Dear Patrick,
In 1937 the editor and scholar Jivaram Kalidas Shastri published an augmented Bhagavadgita (
worldcat permalink). I've got a copy in a box somewhere. I went to Gondal in the early 90s (with Peter Schreiner), and met Jivaram's son, Ghanashyamji, and we discussed his father's work and legacy. The 1937 Bhagavadgita publication was based on a birchbark manuscript of the work that was - if I recall - given to Jivaram by someone in Varanasi. The MS still exists, and is today in the library of the Gujarat Ayurvedic University in Jamnagar, together with all of Jivaram's extensive MS collection. I visited Jamnagar on the same trip, and examined the Bhagavadgita MS that was behind the edition. It was transparently a forgery. That is to say, it was a modern production, physically speaking, and plainly so. The birchbark pages were made of pieces cut very squarely and glued together in a patchwork, and the handwriting was large and student-like.
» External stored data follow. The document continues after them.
Issue #3569, opened 2025-08-19
RLP hash writer causing era1 import error


chirag-parmar:
### Description

Using `wrapEncoding` for encoding leaves in Aristo DB throws the below error for a era1 import test - `./env.sh ./build/nimbus_execution_client import  --era1-dir:tests/replay --max-blocks:1 --network=mainnet --log-level=TRACE --data-dir=./data-test/`

#### Error
```
< INF 2025-08-12 14:17:34.485+05:30 Writing genesis to DB                      blockHash=0xd4e56740f876aef8c010b86a40d5f56745a118d0906a34e69aec8c0db1cb8fa3 stateRoot=0xd7f8974fb5ac78d9ac099b9ad5018bedc2ce0a72dad1827a1709da30580f0544 difficulty=17179869184 gasLimit=5000 timestamp=0 nonce=0x0000000000000042
< DBG 2025-08-12 14:17:34.752+05:30 Core DB persisted                          kvtDur=14us584ns mptDur=27ms875us97ns endDur=235ms958us422ns stateRoot=none()
< DBG 2025-08-12 14:17:34.753+05:30 Reverting to base                          err="no finalized block hash and number"
< INF 2025-08-12 14:17:34.753+05:30 Database initialized                       base="(0xd4e56740f876aef8c010b86a40d5f56745a118d0906a34e69aec8c0db1cb8fa3, 0)" finalized="(0xd4e56740f876aef8c010b86a40d5f56745a118d0906a34e69aec8c0db1cb8fa3, 0)" head="(0xd4e56740f876aef8c010b86a40d5f56745a118d0906a34e69aec8c0db1cb8fa3, 0)"
< NTC 2025-08-12 14:17:34.753+05:30 Importing era1 archive                     start=1 dataDir=./data-test/ era1Dir=tests/replay
< WRN 2025-08-12 14:17:34.754+05:30 getScore()                                 topics="core_db" data=cac9850400000000808080 error="Unsigned integer expected, but the source RLP is a list"
< FAT 2025-08-12 14:17:34.754+05:30 Could not persist block                    blockNumber=1 error="persistHeader: cannot get score"
```

### Steps to reproduce

1. `git switch hash-writer-aristo`
2. `make DEBUG=1 -j12 nimbus_execution_client`
[...]

PR #3572, opened 2025-08-20
Use hash writer for aristo computeKey

### LINKED ISSUE #3164: Use optimised rlp hash writer in `aristo_compute`

chirag-parmar:
closed duplicate: https://github.com/status-im/nimbus-eth1/pull/3226
fixes: https://github.com/status-im/nimbus-eth1/issues/3164

Uses the rlp hash writer for Aristo DB's `computeKey` implementation

### DIFF
--- a/execution_chain/db/aristo/aristo_compute.nim
+++ b/execution_chain/db/aristo/aristo_compute.nim
@@ -14,7 +14,7 @@ import
   std/strformat,
   chronicles,
   eth/rlp,
-  eth/common,
+  eth/common/[accounts_rlp, base_rlp, hashes_rlp],
   results,
   "."/[aristo_desc, aristo_get, aristo_layers],
   ./aristo_desc/desc_backend
--- a/execution_chain/db/aristo/aristo_compute.nim
+++ b/execution_chain/db/aristo/aristo_compute.nim
@@ -117,13 +117,13 @@ func clear(self: var AristoTrieWriter) =
   self.twoPassWriter.clear()
   self.hashWriter.clear()
 
-template appendLeaf(w: var RlpWriter, pfx: NibblesBuf, leafData: auto) =
+template appendLeaf(w: var RlpWriter, pfx: NibblesBuf, leafData: Account | UInt256) =
   w.startList(2)
   w.append(pfx.toHexPrefix(isLeaf = true).data())
   w.wrapEncoding(1)
   w.append(leafData)
 
-template encodeLeaf(w: var AristoTrieWriter, pfx: NibblesBuf, leafData: auto): HashKey =
+template encodeLeaf(w: var AristoTrieWriter, pfx: NibblesBuf, leafData: Account | UInt256): HashKey =
   w.clear()
   w.tracker.appendLeaf(pfx, leafData)
 
--- a/execution_chain/db/aristo/aristo_compute.nim
+++ b/execution_chain/db/aristo/aristo_compute.nim
@@ -113,13 +113,13 @@ func clear(self: var AristoTrieWriter) =
   self.twoPassWriter.clear()
   self.hashWriter.clear()
 
-template appendLeaf(w: var RlpWriter, pfx: NibblesBuf, leafData: untyped) =
+template appendLeaf(w: var RlpWriter, pfx: NibblesBuf, leafData: auto) =
   w.startList(2)
   w.append(pfx.toHexPrefix(isLeaf = true).data())
   w.wrapEncoding(1)
   w.append(leafData)
 
-template encodeLeaf(w: var AristoTrieWriter, pfx: NibblesBuf, leafData: untyped): HashKey =
+template encodeLeaf(w: var AristoTrieWriter, pfx: NibblesBuf, leafData: auto): HashKey =
   w.clear()
   w.tracker.appendLeaf(pfx, leafData)
 
@@ -160,7 +160,7 @@ template appendExt(w: var RlpWriter, pfx: NibblesBuf, branchKey: HashKey) =
   w.append(pfx.toHexPrefix(isLeaf = false).data())
   w.append(branchKey)
 
-template encodeExt(w: var AristoTrieWriter, pfx: NibblesBuf, branchKey: untyped): HashKey =
+func encodeExt(w: var AristoTrieWriter, pfx: NibblesBuf, branchKey: HashKey): HashKey =
   w.clear()
   w.tracker.appendExt(pfx, branchKey)
 
@@ -211,9 +211,9 @@ proc computeKeyImpl(
   # empty state
 
   # Top-most level of all the verticies this hash computation depends on
-  var level = level
-
-  var writer = AristoTrieWriter.init()
+  var
+    level = level
+    writer = AristoTrieWriter.init()
 
   let key =
     case vtx.vType
@@ -241,17 +241,17 @@ proc computeKeyImpl(
           else:
             VOID_HASH_KEY
 
-      writer.encodeLeaf(vtx.pfx):
+      writer.encodeLeaf(vtx.pfx,
         Account(
           nonce: vtx.account.nonce,
           balance: vtx.account.balance,
           storageRoot: skey.to(Hash32),
           codeHash: vtx.account.codeHash,
         )
+      )
     of StoLeaf:
       let vtx = StoLeafRef(vtx)
-      writer.encodeLeaf(vtx.pfx):
-        vtx.stoData
+      writer.encodeLeaf(vtx.pfx, vtx.stoData)
     of Branches:
       # For branches, we need to load the vertices before recursing into them
       # to exploit their on-disk order
@@ -320,9 +320,8 @@ proc computeKeyImpl(
 
       if vtx.vType == ExtBranch:
         let vtx = ExtBranchRef(vtx)
-        writer.encodeExt(vtx.pfx):
-          var bwriter = AristoTrieWriter.init()
-          bwriter.writeBranch(vtx)
+        var bwriter = AristoTrieWriter.init()
+        writer.encodeExt(vtx.pfx, bwriter.writeBranch(vtx))
       else:
         writer.writeBranch(vtx)
 
--- a/execution_chain/db/aristo/aristo_compute.nim
+++ b/execution_chain/db/aristo/aristo_compute.nim
@@ -19,7 +19,7 @@ import
   "."/[aristo_desc, aristo_get, aristo_layers],
   ./aristo_desc/desc_backend
 
-type 
+type
   WriteBatch = tuple[writer: PutHdlRef, count: int, depth: int, prefix: uint64]
 
   AristoTrieWriter = object
@@ -118,9 +118,6 @@ template appendLeaf(w: var RlpWriter, pfx: NibblesBuf, leafData: untyped) =
   w.append(pfx.toHexPrefix(isLeaf = true).data())
   w.wrapEncoding(1)
   w.append(leafData)
-
-  # magical line 
-  discard rlp.encode(leafData)
 
 template encodeLeaf(w: var AristoTrieWriter, pfx: NibblesBuf, leafData: untyped): HashKey =
   w.clear()
--- a/execution_chain/db/aristo/aristo_compute.nim
+++ b/execution_chain/db/aristo/aristo_compute.nim
@@ -130,20 +130,20 @@ func encodeLeafAccount(pfx: NibblesBuf, acc: Account): HashKey =
   let balanceLen = rlpUInt256EncodedLen(acc.balance)
   const sRootLen = 33  # Hash32 always: 0xa0 prefix + 32 bytes
   const cHashLen = 33
-  let accContent = nonceLen + balanceLen + sRootLen + cHashLen
-  let accListLen = rlpListEncodedLen(accContent)
+  let accContentLen = nonceLen + balanceLen + sRootLen + cHashLen
+  let accTotalLen = rlpListEncodedLen(accContentLen)
 
   # wrapped encoding (rlp encoding a rlp encoded item is now ))))
-  let wrapLen = rlpBlobEncodedLen(accListLen)  # blob-wrap the account list
-  let outerContent = hexPfxBlobLen + wrapLen
-  let outerListLen = rlpListEncodedLen(outerContent)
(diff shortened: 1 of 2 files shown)


execution_chain/db/aristo/aristo_compute.nim
```diff
@@ -89,24 +96,81 @@ proc putKeyAtLevel(
...
+template appendLeaf(w: var RlpWriter, pfx: NibblesBuf, leafData: untyped) =
   w.startList(2)
   w.append(pfx.toHexPrefix(isLeaf = true).data())
+  w.wrapEncoding(1)
   w.append(leafData)
-  w.finish().digestTo(HashKey)
 
-template encodeBranch(w: var RlpWriter, vtx: VertexRef, subKeyForN: untyped): HashKey =
+  # magical line 
+  discard rlp.encode(leafData)
```
chirag-parmar: the problematic line

execution_chain/db/aristo/aristo_compute.nim
```diff
@@ -146,37 +210,36 @@ proc computeKeyImpl(
...
-                      keyvtxl[1],
-                      skipLayers = skipLayers,
-                    )
-              level = max(level, sl)
-              skey
-            else:
-              VOID_HASH_KEY
-
-        rlp.encode Account(
+        Account(
```
bhartnett, line 296: Looks like you removed the rlp encoding here.

execution_chain/db/aristo/aristo_compute.nim
```diff
@@ -185,8 +248,7 @@ proc computeKeyImpl(
     of StoLeaf:
       let vtx = StoLeafRef(vtx)
       writer.encodeLeaf(vtx.pfx):
-        # TODO avoid memory allocation when encoding storage data
-        rlp.encode(vtx.stoData)
+        vtx.stoData
```
bhartnett, line 251: And here the rlp encoding is removed.

execution_chain/db/aristo/aristo_compute.nim
chirag-parmar: https://github.com/status-im/nimbus-eth1/issues/3569

chirag-parmar: the error that pops up when I remove the line (note: the error pops up in `core_apps.nim` not `aristo_compute.nim`

```
< INF 2025-08-12 14:17:34.485+05:30 Writing genesis to DB                      blockHash=0xd4e56740f876aef8c010b86a40d5f56745a118d0906a34e69aec8c0db1cb8fa3 stateRoot=0xd7f8974fb5ac78d9ac099b9ad5018bedc2ce0a72dad1827a1709da30580f0544 difficulty=17179869184 gasLimit=5000 timestamp=0 nonce=0x0000000000000042
< DBG 2025-08-12 14:17:34.752+05:30 Core DB persisted                          kvtDur=14us584ns mptDur=27ms875us97ns endDur=235ms958us422ns stateRoot=none()
< DBG 2025-08-12 14:17:34.753+05:30 Reverting to base                          err="no finalized block hash and number"
< INF 2025-08-12 14:17:34.753+05:30 Database initialized                       base="(0xd4e56740f876aef8c010b86a40d5f56745a118d0906a34e69aec8c0db1cb8fa3, 0)" finalized="(0xd4e56740f876aef8c010b86a40d5f56745a118d0906a34e69aec8c0db1cb8fa3, 0)" head="(0xd4e56740f876aef8c010b86a40d5f56745a118d0906a34e69aec8c0db1cb8fa3, 0)"
< NTC 2025-08-12 14:17:34.753+05:30 Importing era1 archive                     start=1 dataDir=./data-test/ era1Dir=tests/replay
< WRN 2025-08-12 14:17:34.754+05:30 getScore()                                 topics="core_db" data=cac9850400000000808080 error="Unsigned integer expected, but the source RLP is a list"
< FAT 2025-08-12 14:17:34.754+05:30 Could not persist block                    blockNumber=1 error="persistHeader: cannot get score"
```

execution_chain/db/aristo/aristo_compute.nim
arnetheduck: @bhartnett since you have a good handle on this code, do you have a proposed fix?

bhartnett: @chirag-parmar mentioned that the removal of the `rlp.encode` here is intentional due to how the new rlp encoder works so no I don't have a proposed fixed but I'll take another look and see if I can find a solution.

execution_chain/db/aristo/aristo_compute.nim
```diff
@@ -89,24 +96,78 @@ proc putKeyAtLevel(
 
   ok()
 
-template encodeLeaf(w: var RlpWriter, pfx: NibblesBuf, leafData: untyped): HashKey =
+func init(T: type AristoTrieWriter): T =
+  result.tracker = DynamicRlpLengthTracker()
+  result.tracker.initLengthTracker()
+  result.twoPassWriter = initTwoPassWriter(result.tracker)
+  result.hashWriter = initHashWriter(result.tracker)
```
bhartnett: @chirag-parmar Usage of result return should be avoided, see here: https://status-im.github.io/nim-style-guide/language.result.html

execution_chain/db/aristo/aristo_compute.nim
bhartnett: After merging the latest master branch into this branch the above problem is now fixed. I'm not sure exactly which change in master fixed the problem but it appears to be resolved. The tests pass and the block import is working. @chirag-parmar Perhaps you could test out the changes in this branch and confirm?

I've also put in a few minor improvements not related to the issue FYI but they didn't contribute to the fix.

execution_chain/db/aristo/aristo_compute.nim
bhartnett: > @bhartnett since you have a good handle on this code, do you have a proposed fix?

@arnetheduck This one is fixed. See comment here: https://github.com/status-im/nimbus-eth1/pull/3572#discussion_r2332059707

execution_chain/db/aristo/aristo_compute.nim
chirag-parmar: I'll change this

execution_chain/db/aristo/aristo_compute.nim
chirag-parmar: > @chirag-parmar Perhaps you could test out the changes in this branch and confirm?

It works. Thank you

execution_chain/db/aristo/aristo_compute.nim
```diff
@@ -13,12 +13,19 @@
 import
   std/strformat,
   chronicles,
-  eth/common/[accounts_rlp, base_rlp, hashes_rlp],
+  eth/rlp,
+  eth/common,
```
arnetheduck: why do we need all of `common` here?

execution_chain/db/aristo/aristo_compute.nim
```diff
@@ -89,24 +96,82 @@ proc putKeyAtLevel(
...
+
+func clear(self: var AristoTrieWriter) =
+  self.tracker.clear()
+  self.twoPassWriter.clear()
+  self.hashWriter.clear()
+
+template appendLeaf(w: var RlpWriter, pfx: NibblesBuf, leafData: auto) =
   w.startList(2)
   w.append(pfx.toHexPrefix(isLeaf = true).data())
+  w.wrapEncoding(1)
```
arnetheduck: doesn't this call to `wrapEnconding` depend on `leafData` being of a particular type? if yes, why use `auto`?

execution_chain/db/aristo/aristo_compute.nim
```diff
@@ -89,24 +96,82 @@ proc putKeyAtLevel(
...
   w.append(leafData)
-  w.finish().digestTo(HashKey)
 
-template encodeBranch(w: var RlpWriter, vtx: VertexRef, subKeyForN: untyped): HashKey =
+template encodeLeaf(w: var AristoTrieWriter, pfx: NibblesBuf, leafData: auto): HashKey =
```
arnetheduck: multiple evaluations of `leafData` - `auto` or `untyped` doesn't really matter in this context, they behave the same

execution_chain/db/aristo/aristo_compute.nim
bhartnett: I'm not sure about `wrapEncoding` but the reason I changed this line was that we are passing a type account or slot and don't need to pass in a block of statements. Perhaps it would be better to make it even more strict and use `Account | UInt256` as the type.

execution_chain/db/aristo/aristo_compute.nim
bhartnett: Yes this change wasn't related to reducing the evaluations. I just wanted to remove the untyped parameter.

execution_chain/db/aristo/aristo_compute.nim
```diff
@@ -154,7 +154,7 @@ template appendExt(w: var RlpWriter, pfx: NibblesBuf, branchKey: HashKey) =
   w.append(pfx.toHexPrefix(isLeaf = false).data())
   w.append(branchKey)
 
-template encodeExt(w: var AristoTrieWriter, pfx: NibblesBuf, branchKey: untyped): HashKey =
+func encodeExt(w: var AristoTrieWriter, pfx: NibblesBuf, branchKey: HashKey): HashKey =
```
bhartnett: This change is the one which reduces the evaluations of branchKey from 2 per call to 1.

execution_chain/db/aristo/aristo_compute.nim
bhartnett: @chirag-parmar

chirag-parmar: I think I left it in there from the experimentation I was doing to solve the error. I'll remove it

execution_chain/db/aristo/aristo_compute.nim
arnetheduck: the same thing applies to `subKeyForN` and `leafData` - they need to either be stored in a variable or encodeBranch/encodeLeaf need to be made `func`

bhartnett: Good point. Updated as suggested.

execution_chain/db/aristo/aristo_compute.nim
arnetheduck: ok - it feels odd that it should be needed cc @chirag-parmar - ie `append` should be able to figure this out ideally - but it seems to work, so ..

execution_chain/db/aristo/aristo_compute.nim
```diff
@@ -89,24 +96,86 @@ proc putKeyAtLevel(
...
-  for (n {.inject.}, subvid {.inject.}) in vtx.allPairs():
-    w.append(subKeyForN)
+  for key in hashKeys:
+    w.append(key)
   w.append EmptyBlob
-  w.finish().digestTo(HashKey)
 
-template encodeExt(w: var RlpWriter, pfx: NibblesBuf, branchKey: HashKey): HashKey =
+template encodeBranch(w: var AristoTrieWriter, rvtx: VertexRef, subKeyForN: untyped): HashKey =
+  var hashKeys: array[16, HashKey]
```
arnetheduck:
```suggestion
  var hashKeys {.noinit.}: array[16, HashKey]
```

arnetheduck:
so .. the final thing to do with this branch is to run a benchmark: using an unhashed snapshot like https://eth1-db.nimbus.team/mainnet-20250831-nohash.tar.gz, run the node pre/post to measure how long it takes to create the full hash tree (it's printed when starting the node) - afair, 25% of cpu time was spent allocating rlp encodings, so we should see a good boost here.

execution_chain/db/aristo/aristo_compute.nim
chirag-parmar: Apologies for the late reply. the call to `wrapEncoding` doesn't depend on the `leafData` being of a particular type. Only leaf nodes have nested serializations i.e. Serializing an object/list/tuple that already has a serialized rlp value in it.

chirag-parmar: > append should be able to figure this out ideally

I didn't understand what it must be able to figure out.

arnetheduck: I think what I would have expected maybe is a call like `appendEncoded(leafData)` which does the extra round of encoding of the passed-in item - `wrapEncoding` looks like an internal low-level operation, specially with that number being passed in, because presumably it must be followed up with actual data - that gives the caller an unnecessary opportunity to use it the wrong way

chirag-parmar:
> Unfortunately with these changes the stateroot computation appears to be slower than the master branch. 

I'm not sure why we are measuring the compute time. The purpose of the hash writer was to save on memory and not time. It still does improve on time a little as seen [here](https://github.com/status-im/nim-eth/pull/765#issuecomment-2591766025) but only for large data objects like entire blocks. 

> @chirag-parmar Perhaps you could do a benchmark as well to confirm these results?

I'll try and run the benchmarks and measure the memory usage too. But I wouldn't expect results too far off from @bhartnett 's benchmarks.

arnetheduck:
> hash writer was to save on memory

not really - it's both - memory allocations _take_ time and the idea is to avoid creating work for the garbage collector, which ultimately saves both time and memory, when done right. 25% of _time_ is spent allocating and collecting, and by creating the hashes directly we should be able to avoid that work entirely.

execution_chain/db/aristo/aristo_compute.nim
chirag-parmar: makes sense actually. https://github.com/status-im/nim-eth/issues/813

bhartnett:
This alternative implementation https://github.com/status-im/nimbus-eth1/pull/4115 which uses the RlpArrayBufWriter to pre-allocated the rlp output buffer on the stack performs as well as this hash writer implementation even after these recent improvements, but the arraybuf version has a simpler and more re-usable implementation. 

I suggest that we can close this PR @chirag-parmar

Since Jivaram was an experienced MS collector and editor, I am surprised that he took the object seriously as a new and important manuscript.
The publication claims to contain verses that appear in no other transmitted version of the Gita, and therefore to be a better and more true version of the sacred work. I haven't checked, but it is possible that your verse is in that version of the Gita.